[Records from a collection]
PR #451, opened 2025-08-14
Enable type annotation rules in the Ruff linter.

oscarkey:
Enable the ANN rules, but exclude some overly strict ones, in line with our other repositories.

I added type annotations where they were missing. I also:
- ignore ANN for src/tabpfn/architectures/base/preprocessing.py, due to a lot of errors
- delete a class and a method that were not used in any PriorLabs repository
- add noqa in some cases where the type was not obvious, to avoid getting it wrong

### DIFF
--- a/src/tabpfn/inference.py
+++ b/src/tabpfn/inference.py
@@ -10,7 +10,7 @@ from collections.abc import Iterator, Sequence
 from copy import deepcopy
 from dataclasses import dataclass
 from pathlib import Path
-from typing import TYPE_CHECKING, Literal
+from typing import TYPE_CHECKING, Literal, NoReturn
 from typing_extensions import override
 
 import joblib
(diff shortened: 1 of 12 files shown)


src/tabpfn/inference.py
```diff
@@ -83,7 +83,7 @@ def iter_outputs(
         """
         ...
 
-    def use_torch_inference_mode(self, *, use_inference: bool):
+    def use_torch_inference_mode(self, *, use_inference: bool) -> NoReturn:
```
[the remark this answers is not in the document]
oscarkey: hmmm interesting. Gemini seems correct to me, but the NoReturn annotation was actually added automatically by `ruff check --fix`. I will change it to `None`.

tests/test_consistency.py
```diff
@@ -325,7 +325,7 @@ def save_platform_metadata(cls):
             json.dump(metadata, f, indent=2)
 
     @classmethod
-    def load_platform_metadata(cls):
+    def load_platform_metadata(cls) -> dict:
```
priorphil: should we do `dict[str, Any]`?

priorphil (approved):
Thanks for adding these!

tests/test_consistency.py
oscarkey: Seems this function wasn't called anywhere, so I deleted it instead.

- Instructions for the task
Please return every line of the records that contains the word "import".

- Task solution
@@ -10,7 +10,7 @@ from collections.abc import Iterator, Sequence
 from copy import deepcopy
 from dataclasses import dataclass
 from pathlib import Path
-from typing import TYPE_CHECKING, Literal
+from typing import TYPE_CHECKING, Literal, NoReturn
 from typing_extensions import override
 import joblib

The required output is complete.